Anda di halaman 1dari 1

1.

Pada pertengahan abad ke 19 di Hindia Belanda terjadi suatu fenomena penyakit jiwa
yang cukup menjadi perhatian. Saat itu, sebagian besar orang-orang yang dianggap
mengalami gangguan mental jika memiliki kebiasaan sering menenggak arak. Alasan
lainnya adalah maniak dan depresi berat. Bahkan orang yang cenderung menunjukkan
sifat agresif dan sering menyakiti diri sendiri juga dikategorikan sebagai orang yang
memiliki gangguan mental. Jumlah pasien gangguan mental yang semakin bertambah
ini membuat pihak militer ikut mengambilalih penanganannya. Keadaan tersebut
berlangsung hingga pertengahan abad ke-19.
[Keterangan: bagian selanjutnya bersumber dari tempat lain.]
PR #681, opened 2020-12-13
feat(theme-docs): add customizable slots

lupas:
This PR adds the possibility to add global components as "slots" to the left and right sidebar (nav + toc).

Possibile use cases: Sponsors, Ads, News feeds, Twitter feeds, etc.

## Types of changes

## Description
To make it easy, all we require is the following:
- Add any component to `components/global`
- Set `settings.slots.slotname = <componentName>`
  ```json
     "slots": {
      "navBarTop": "<COMPONENT_NAME>",
      "navBarBottom": "<COMPONENT_NAME>",
      "tocTop": "<COMPONENT_NAME>",
      "tocBottom": "<COMPONENT_NAME>"
    }
   ```

After that, the slot will be shown like so:

Screenshot 2020-12-13 at 21 25 11

## Checklist:
   --> imho not needed to add tests for this


lupas:
Created the following branch of the Firebase docs for quick testing:
https://github.com/nuxt-community/firebase-module/tree/nuxtContentDocsThemeSlotsExample/docs

Simply `cd docs && yarn && yarn dev` and then have a look. Ignore the rest of the repo, only `docs` folder is important.

Geminii:
Hi @lupas, 
A good idea to add content into some container. 
What about responsive position ? In mobile for example about the navbar ?

lupas:
Hey @Geminii 

The slots are also present in mobile view at the right positions:
Screenshot 2020-12-14 at 17 12 59
Screenshot 2020-12-14 at 17 13 48

Could of course make the top margins in navBarBottom a bit nicer, but imho already almost as expected.

If one wants different behaviour depending on responsiveness I would leave this to be handled inside the component that is loaded.

Or any other ideas?

Geminii:
About the margin, i think we can add it with a default configuration and maybe override with parameters ? 
Indeed the behavior about responsiveness could be handle directly inside the component to permit more flexibility 😀 

Great idea to purpose this feature 👌

lupas:
@Geminii 
Also the margins can be handled within the components, no? If someone wants additional margin, they can just add or substrract it to/from their component. I don't think we need to make the configuration more complex for that.

In the newest commit I fixed the default margins, made the slots simpler (by moving all the logic to an AppSlot component) and also added 4 more slots:
Screenshot 2020-12-17 at 19 25 24

There might be an even simpler way to implement this by e.g. just scanning the folder `global/slots` for the existence of properly named components. But I think the way it is now is better so people can e.g. use the same components in two slots.

@benjamincanac @Atinux What do you think?

Atinux:
I do believe it is a good idea @lupas 

I am thinking about the best implementation for it 🤔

2. Kemudian berdasarkan Besluit No. 100 tanggal 20 Desember 1865, Belanda
menyetujui untuk mendirikan dua rumah sakit jiwa di Indonesia dengan syarat rumah
sakit yang kedua baru dapat didirikan setelah pembangunan rumah sakit yang pertama
selesai. Untuk keperluan tersebut, ditunjuklah dua orang dokter Belanda yaitu dr. F.
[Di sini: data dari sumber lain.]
PR #692, opened 2020-12-21
docs: add missing description

NozomuIkuta:
## Types of changes

## Description

There is no explanation about `database` argument of `content:file:beforeInsert` hook, which was introduced by #442.
This PR is to add description of it.

## Checklist:

I checked UI in my local by running `yarn run dev` in `docs` directory.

H. Bauer, seorang  psikiater dan dr. W. M. Smit seorang dokter Angkatan Laut
Belanda untuk meneliti beberapa kemungkinan lokasi untuk pendirian dua rumah
sakit jiwa tersebut.
3. Terdapat dua alasan penting mengapa pemerintah Hindia Belanda ingin mendirikan
rumah sakit jiwa, yaitu: Pertama, hasil sensus yang dilakukan pada tahun 1862 telah
memperlihatkan kesimpulan tentang banyaknya pasien gangguan jiwa yang
berkeliaran bebas di masyarakat. Sensus ini dilakukan oleh dr. G. Wassink, seorang
kepala medis pemerintah Hindia Belanda. Hasil sensus tersebut menyatakan bahwa
586 penduduk di Pulau Jawa termasuk ke dalam kategori “gila dan berbahaya”
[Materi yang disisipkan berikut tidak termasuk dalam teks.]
PR #699, opened 2020-12-29
fix(content): robustify filter regex for $content( path, { deep: true } ) 

flowrakis:
The path in $content(path) is now regex-escaped befor being fed to LokiJs.
This Change escapes those characters with .https://stackoverflow.com/questions/3561493/is-there-a-regexp-escape-function-in-javascript/3561711

## Types of changes

## Checklist:

### DIFF
--- a/packages/content/lib/database.js
+++ b/packages/content/lib/database.js
@@ -46,7 +46,7 @@ class Database extends Hookable {
   query (path, { deep = false, text = false } = {}) {
     const isDir = !path || !!this.dirs.find(dir => dir === path)
     // Look for dir or path
-    const query = isDir ? { dir: deep ? { $regex: new RegExp(`^${path}`) } : path } : { path }
+    const query = isDir ? { dir: deep ? { $regex: new RegExp(`^${path.replace( /[.*+?^${}()|[\]\\]/g, '\\$&') }`) } : path } : { path }
     // Postprocess to get only first result (findOne)
     const postprocess = isDir ? [] : [data => data[0]]
 
--- a/packages/content/lib/database.js
+++ b/packages/content/lib/database.js
@@ -46,7 +46,7 @@ class Database extends Hookable {
   query (path, { deep = false, text = false } = {}) {
     const isDir = !path || !!this.dirs.find(dir => dir === path)
     // Look for dir or path
-    const query = isDir ? { dir: deep ? { $regex: new RegExp(`^${path.replace( /[.*+?^${}()|[\]\\]/g, '\\$&') }`) } : path } : { path }
+    const query = isDir ? { dir: deep ? { $regex: new RegExp(`^${path.replace(/[.*+?^${}()|[\]\\]/g, '\\$&') }`) } : path } : { path }
     // Postprocess to get only first result (findOne)
     const postprocess = isDir ? [] : [data => data[0]]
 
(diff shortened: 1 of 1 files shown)


flowrakis:
Hey @Atinux, of course. It would be my pleasure to provide a testcase (especially since this PR would remove a show-stopper for us.) But I must admit, I am not shure where and how. Could I ask you to point me that way? regards, Emanuel.

packages/content/lib/database.js
```diff
@@ -46,7 +46,7 @@ class Database extends Hookable {
   query (path, { deep = false, text = false } = {}) {
     const isDir = !path || !!this.dirs.find(dir => dir === path)
     // Look for dir or path
-    const query = isDir ? { dir: deep ? { $regex: new RegExp(`^${path}`) } : path } : { path }
+    const query = isDir ? { dir: deep ? { $regex: new RegExp(`^${path.replace(/[.*+?^${}()|[\]\\]/g, '\\$&')}`) } : path } : { path }
```
NozomuIkuta, line 49: JFYI: 

Lodash has such function that escapes a regular expression: `escapeRegExp`.
This would be more [well-tested](https://github.com/lodash/lodash/blob/2f79053d7bc7c9c9561a30dda202b3dcd2b72b90/test/escapeRegExp.test.js) by the team.
Note that I don't mean to import Lodash, just quoting (maybe with a comment for their MIT license).

References:

- [Definition of the expression to escape](https://github.com/lodash/lodash/blob/ddfd9b11a0126db2302cb70ec9973b66baec0975/lodash.js#L152)
- [Definition of the function](https://github.com/lodash/lodash/blob/ddfd9b11a0126db2302cb70ec9973b66baec0975/lodash.js#L14273-L14278)

flowrakis: @NozomuIkuta Thank you for your feedback. I agree, importing lodash would be overkill. Furthermore the regex escaping needed for matching filenames is not that complex, because all it needs to do is to escape the regex reserved characters.

Could you maybe tell me how and where I would best provide a test in the code-base, so that this PR could be accepted?

NozomuIkuta: @flowrakis 

You have modified how query is set and handled.
As far as I know, this kind of logic is tested in the following 2 files:

- [packages/content/test/module.test.js](https://github.com/nuxt/content/blob/main/packages/content/test/module.test.js) to test fetching logic via [API endpoints](https://content.nuxtjs.org/advanced#api-endpoint)
- [packages/content/test/server.test.js](https://github.com/nuxt/content/blob/main/packages/content/test/server.test.js) to test fetching logic via [`$content` function](https://content.nuxtjs.org/fetching)

I guess new tests would look like ones that fetch documents with `path` parameter for API and `$content()` including characters that must be escaped, and that check documents returned are expected.

Since the escaping function is "embedded", we can't test it alone (i.e. unit test) 
If we want or need, we will have to define it as a utility function in [packages/content/lib/utils.js](https://github.com/nuxt/content/blob/main/packages/content/lib/utils.js) and create a new test file for utilities. But, IMHO, it is not needed this time.

---

Note that I'm not a core team member, but only a contributor, so what I say is based on my personal experience. But, at least I can say that test files of Nuxt Content are stored in `test` directory.

NozomuIkuta: @flowrakis 

Is there anything that I could help?

Tahul:
Hello;

As this PR is pretty old now and we are releasing @nuxt/content v2, I'll be closing it.

Regex in queries are supported in v2 since this commit: https://github.com/nuxt/content/commit/df73c480196bf0e072ba0883deab388e81d95e45

Feel free to re-open an issue or this PR if you want to continue the work!

If regex queries does not suit your use case, could you please explain it?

dengan 252 orang di antaranya ditampung di berbagai panti yang tersebar di kota-kota
besar. Sementara itu alasan yang kedua adalah keyakinan bahwa penyakit jiwa dapat
disembuhkan jika diberi perhatian dan perawatan yang layak.
4. Pada 1 Juli 1882 kemudian rumah sakit jiwa ini diresmikan dengan nama
asli Krankzinnigengestich te Buitenzorg dan diresmikan oleh Direktur Department
Onderwijs  Van Eeredienst En Nijverheid. Saat itu jumlah pekerjanya 35 orang Eropa
dan 95 pegawai pribumi dan keturunan Cina. Rumah sakit ini berkapasitas 400 tempat
tidur. Tidak seperti kebanyakan rumah sakit Belanda saat itu, rumah sakit jiwa ini
tidak tidak membedakan latar belakang pasiennya. Terapi yang dilakukan terhadap
tiap-tiap pasien sama.

5. Rumah sakit ini merupakan rumah sakit jiwa pertama yang didirikan oleh pemerintah
Hindia Belanda dan merupakan rumah sakit jiwa terbesar kedua setelah Rumah Sakit
Jiwa Dr. Radjiman Wediodiningrat Lawang, Jawa Timur. Pada masa pendudukan
Jepang Rumah Sakit Jiwa Bogor digunakan sebagai penampungan tentara Jepang dan
sebagian lain untuk tempat karantina penyakit menular.
6. Kini, bangunan rumah sakit jiwa pertama di Hindia Belanda tersebut masih kokoh
berdiri. Fungsinya masih sama seperti waktu pertama kali didirikan. Hanya saja, saat
ini rumah sakit ini tidak hanya melayani pasien dengan penyakit jiwa saja, namun
pasien umum pun bisa berobat disini. Rumah sakit tersebut saat ini bernama Rumah
Sakit dr. H. Marzoeki Mahdi, dimana Marzoeki Mahdi sendiri merupakan nama
dokter yang pernah menjadi direktur rumah sakit ini.